Problem requirements: Only reproduce the lines from the line containing "This migration updates" onward, exactly, through the final line of the data below.

Material for this exercise:
PR #1599, opened 2021-03-09
Update Brexit subscriber list criteria

sihugh:
[We removed an option from the checker](https://github.com/alphagov/finder-frontend/pull/2447)
which means that a criterion will never get a match for notifications.

Fortunately, this (`personal-eu-org`) was an umbrella criterion for:
  - personal-eu-org-process
  - personal-eu-org-use
  - personal-eu-org-provide

This migration updates the subscriber lists that have the deprecated criterion and replaces that specific one with the other three.

The CSV was generated by running a [report](https://github.com/alphagov/email-alert-api/blob/master/lib/tasks/report.rake#L9) against the `personal-eu-org` criterion, then creating a new CSV using the `slug`, `matching_criteria` columns, and adding a new column which is a copy of the `matching_criteria` column but with the new criteria swapped in.

https://trello.com/c/NSgSLzOS/1341-review-wording-of-data-sharing-question-in-the-checker


hannako (approved):
How did you run the report for the criterion? Tags pattern?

Task response:
This migration updates the subscriber lists that have the deprecated criterion and replaces that specific one with the other three.

The CSV was generated by running a [report](https://github.com/alphagov/email-alert-api/blob/master/lib/tasks/report.rake#L9) against the `personal-eu-org` criterion, then creating a new CSV using the `slug`, `matching_criteria` columns, and adding a new column which is a copy of the `matching_criteria` column but with the new criteria swapped in.

https://trello.com/c/NSgSLzOS/1341-review-wording-of-data-sharing-question-in-the-checker


hannako (approved):
How did you run the report for the criterion? Tags pattern?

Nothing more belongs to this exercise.